═══ DATA IN THIS EXERCISE ═══

PR #2799, opened 2019-05-23
Use actual import source for PYQT_VERSION_STR

SuslikV:
Resolve the PYQT_VERSION_STR import error
The error appear if minimum of PyQt5 is installed (--no-sip-files key etc.).
This changes the source of the string during the import to ensure that
the string is always reachable.

### DIFF
--- a/src/classes/app.py
+++ b/src/classes/app.py
@@ -35,7 +35,7 @@ from PyQt5.QtWidgets import QApplication, QStyleFactory, QMessageBox
 from PyQt5.QtGui import QPalette, QColor, QFontDatabase, QFont
 from PyQt5.QtCore import Qt
 from PyQt5.QtCore import QT_VERSION_STR
-from PyQt5.Qt import PYQT_VERSION_STR
+from PyQt5.QtCore import PYQT_VERSION_STR
 
 try:
     # Enable High-DPI resolutions
--- a/src/classes/metrics.py
+++ b/src/classes/metrics.py
@@ -39,7 +39,7 @@ from classes import settings
 import openshot
 
 from PyQt5.QtCore import QT_VERSION_STR
-from PyQt5.Qt import PYQT_VERSION_STR
+from PyQt5.QtCore import PYQT_VERSION_STR
 
 
 # Get libopenshot version


src/classes/app.py
```diff
@@ -35,7 +35,7 @@
 from PyQt5.QtGui import QPalette, QColor, QFontDatabase, QFont
 from PyQt5.QtCore import Qt
 from PyQt5.QtCore import QT_VERSION_STR
-from PyQt5.Qt import PYQT_VERSION_STR
+from PyQt5.QtCore import PYQT_VERSION_STR
```
ferdnyc: It _shouldn't_ really matter which module this is pulled from — it's present in both, so the existing code doesn't really cause any problems. I suspect that's backwards-compatibility from all the way back in the PyQt4 days, when the documented sources for those two variables were as above. So, it's not likely to go away.

That being said, it feels _supremely_ weird (in the PyQt5 world) to be pulling `QT_VERSION_STR` from one module, but arbitrarily pulling `PYQT_VERSION_STR` from a **different** module, so purely based on THAT I'm all for this change.

In fact, on that note, my preference would be to instead replace **both** lines 37-38 with just:
```py
from PyQt5.QtCore import QT_VERSION_STR, PYQT_VERSION_STR
```

Mismatching source-module problem solved. (Whether the _previous_ line should also be subsumed into the same one-line import, I leave for better minds to discuss.)

src/classes/metrics.py
```diff
@@ -39,7 +39,7 @@
 import openshot
 
 from PyQt5.QtCore import QT_VERSION_STR
-from PyQt5.Qt import PYQT_VERSION_STR
+from PyQt5.QtCore import PYQT_VERSION_STR
```
ferdnyc: Same.

ferdnyc:
> Resolve the PYQT_VERSION_STR import error
> The error appear if minimum of PyQt5 is installed (--no-sip-files key etc.).

Interesting. I wasn't aware that was an option!

How "minimal" are we talking? Like, is it even still able to be used by OpenShot? What's missing, just the `PyQt5.Qt` module?

...Grepping the codebase, I see that these files actually _are_ the **ONLY** two places where `PyQt5.Qt` is ever imported, so I guess if it's possible to install without it, then we shouldn't need it anyway! Good catch.

SuslikV:
Minimum of PyQt5 I got, all is in this log (second build from sequence): https://ci.appveyor.com/project/SuslikV/openshot-qt/builds/24748659?fullLog=true

Required PyQt modules: ```QtCore QtGui QtMultimedia QtMultimediaWidgets QtNetwork QtOpenGL QtPositioning QtPrintSupport QtQml QtQuick QtQuickWidgets QtSensors QtSvg QtWebChannel QtWebKit QtWebKitWidgets QtWidgets```

Options (also, config file used to specify the modules and link python37 lib):
```python configure.py     --confirm-license     --spec=win32-g++     --sip="C:\Python37-x64\sip.exe"     --no-designer-plugin     --no-docstrings     --no-python-dbus     --no-qml-plugin     --no-qsci-api     --no-sip-files     --no-stubs     --no-tools     --verbose```

The latest build is here (6 days old, so no recent fixes of libopenshot in it), but you may check what functions of OpenShot is missing in the build, if any: https://ci.appveyor.com/project/SuslikV/openshot-qt/builds/24829321/artifacts

The only reason why I did it - it was my wish to get right colors from openshot .mp4 export (you remember it, sure). So, I decided to check if my code is really changes anything (the result was that it only makes right flags).

I have weak HW and connection to build OpenShot myself, but some services allow to use them for free if you are opensource. So, I just made build scripts and got my files as building artifacts. But machine time was limited to 1 hour... Building all stuff takes more time, so I looked for possible optimizations. No one of the pre-build dependencies was work for me (pip, official Qt etc.) - they all fails either function names mismatch or modules missing (webkit). I was thinking that I simply can build the libopenshot and place it instead of existing one - and as it was said - I was wrong, I fail, because I was unable to find exact PyQt files that would match official release of OpenShot... So, I decided to build PyQt from the scratch and get my own "frozen" OpenShot.

I discovered that the most Qt modules was not needed to run the OpenShot (it doesn't use them, many of webkit functions as well). This shortens building time. Finally in 2-3 sequential runs of building I was able to build PyQt with some of the required modules. And then, when I run OpenShot application I got error that PYQT_VERSION_STR cannot be imported... Now you see this PR here.

ferdnyc:
> I have weak HW and connection to build OpenShot myself, but some services allow to use them for free if you are opensource. So, I just made build scripts and got my files as building artifacts. 

\*nod\* I hear that. and the AppVeyor solution definitely makes sense.

As another possibility, that might be more flexible, I'd suggest looking at [Travis CI](https://travis-ci.org/). 
* They _also_ provide free service to open-source efforts
* Their service is _**very**_ well-integrated into GitHub, so much so that enabling it for a fork of an open-source project is very nearly as easy as flipping a switch
* And most importantly, all the work of configuring it for OpenShot's projects is _already done_, since it's what's in use here. (And on the other two trees.) So, the `.travis.yml` file needed to do the basic building is already in the repo, and the result of simply flipping the "On" switch should be a successful build. 
    Starting from there and modifying it to your specific needs is probably less headaches than starting from scratch. Starting from scratch means you get to define everything the way you need, but... I've found that it also means the _existing_ codebase ends up working against you, instead of with you.

I mean, you've already put the effort into AppVeyor, and if it's working out for you then it might not be worth bothering with Travis. But it's another possibility, anyway.

> But machine time was limited to 1 hour... Building all stuff takes more time, so I looked for possible optimizations. No one of the pre-build dependencies was work for me (pip, official Qt etc.) - they all fails either function names mismatch or modules missing (webkit). 

Yup. That's the build tooling and structural stuff I was ranting about in that other Issue. Along with the code age (or, API-support age). It's effectively impossible to build OpenShot from the ground up, because so much of the source tree is 5 years out of touch with the outside world. Its dependencies are all out of date, it's not compatible with _current_ versions of the dependencies (if they even exist anymore) so binary packages are almost completely useless, and it "can't" even be _updated_ to be compatible with these more-current versions because upgrading bloody Ubuntu Twatty Tricycle<sup>1</sup> or whatever to those versions would involve out-of-tree changes that no external project contributor has any ability to make happen.

It's even worse on Windows. I have been attempting to build libopenshot, starting from a clean Windows 7 install, _for the past **year and a half**_.

I have not succeeded.

As far as I can tell, the only way to successfully build libopenshot on Windows is to build it on the OpenShot project GitLab Windows builder, which has all of the dependencies already installed, in the places the build tooling expects/assumes, and in versions that are compatible with the tree.

It could conceivably be impossible to _recreate_ that environment, even, unless you have access to a time machine. (Can't say for sure since I have absolutely no idea how it's set up or what would be necessary to recreate it.)

> (Skipping ahead...)
> So, I decided to build PyQt from the scratch and get my own "frozen" OpenShot.

Right. Noble goal.
* But first you'd need to install Qt.
* And you'll need SIP, which PyQt requires (and is an absolute monster to properly configure/build).
* And FFMpeg.
* And ZeroMQ.
* And JsonCPP. (Though, and outdated version of that is in the source tree.)
* And UnitTest++.
* And ImageMagick. (Which you'll also have to build, since 7.0 isn't supported and 6.x binary downloads are getting hard to come by.)
* And SWIG to build the libopenshot Python/Ruby bindings.
* And Python and Ruby themselves.
* And this comment is probably a more complete list of those dependencies than you've been able to find so far, so good luck sorting them all out. (I'm sure I've forgotten at least one, too.)

> I was thinking that I simply can build the libopenshot and place it instead of existing one - and as it was said - I was wrong, I fail, because I was unable to find exact PyQt files that would match official release of OpenShot... 

That actually shouldn't matter in the slightest. PyQt version, OpenShot is wildly agnostic to.

The real issue is that binary downloads of PyQt are... well, I'm not even sure they're really a _thing_, generally, because they're tied to **a specific Qt version**. Going back to my earlier rant again, as I said PyQt is a generated wrapper around Qt — when you generate that wrapper (build PyQt), the build is specific to the _exact version of Qt_ that it's built for. Change anything about Qt? Gotta rebuild PyQt. (And not just change Qt releases, but literally _anything_. Change the installed module set, or the install location, or whatever: PyQt needs to be rebuilt.) 

So, the only possible way to get a binary download of PyQt is if it's part of a package collection that also includes an exact corresponding binary download (set) for Qt. 

Fedora's dist repo is one such example: Fedora publishes Qt and PyQt packages, along with both WebKit and WebEngine modules for both, and builds/updates are all coordinated together. Whenever something updates, rebuilds all around! The last time Fedora released an updated set of Qt5 builds, it involved [72 individual packages](https://bodhi.fedoraproject.org/updates/FEDORA-2019-74ad6b133a) that all had to be rebuilt together. The amount of effort that goes into coordinating all that is mind-blowing, honestly.

As long as libopenshot is built on _the same Qt_ as PyQt, though, then everything should be fine there.

#### Notes
1. _"upgrading bloody Ubuntu Twatty Tricycle..."_ 
    No, no, that's not fair. Ubuntu _Trusty_ 14.04 support actually **has** finally been dropped. That's what let us finally push the minimum CMake version from 2.8 to 3.1. But it only happened once the release was literally _less than a month_ from reaching its 5-year end-of-life, anyway! And still, [the move to a minimally-capable CMake was a reluctant one](https://github.com/OpenShot/libopenshot-audio/pull/37#issuecomment-480006402). 

    (I actually _cringed_ when they announced that Ubuntu 18.04 [is now a **TEN-year LTS release**](https://itsfoss.com/ubuntu-18-04-ten-year-support/), because I have these terrifying visions of not being able to upgrade anything past the lowest-common-denominator, ca. 2018 standards for another next 9+ years.)

SuslikV:
@ferdnyc Many modern programs has a lot of dependencies. But at least most critical ones should be available for public - it makes life easier ^_^ OpenShot works, it is simple enough, has few bugs - this is general formula of success. You are here, and can help to improve the things. This is open source. Get involved! Long response, low attention to personalities - this is common behavior if you are volunteering.

But if you can - do it, do it better!

Right now I can only make this small PR. I think, that at least in current state (2 strings) it shows where issue was and how it was solved. The next PR can add optimization to listing (1 string, because same module mentioned). And is not a big deal, as for me, if it will be changed in one move.

ferdnyc:
> Right now I can only make this small PR. I think, that at least in current state (2 strings) it shows where issue was and how it was solved. The next PR can add optimization to listing (1 string, because same module mentioned). And is not a big deal, as for me, if it will be changed in one move.

Well, that's _entirely_ up to you — but the point of the PR system, and the ability to request changes, is that PRs can still be developed before merge. If you wanted to make further changes, you can go to the "Files Changed" subtab, click on "Edit file" in the menu for each of the files indicated, and make any additional changes you want to include in the PR — they'll be added as additional commits, and when the PR is merged all of the changes will be incorporated.

In projects where PRs are reviewed seldom and infrequently, having to wait multiple PR cycles to make incremental changes in is kind of impractical. Best to get everything done in a single PR.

═══

*WORK TO COMPLETE*:
Nothing but a number is expected: the tally of lines in the records that include the word "flipping".

*SOLUTION TO THE PROBLEM*:
2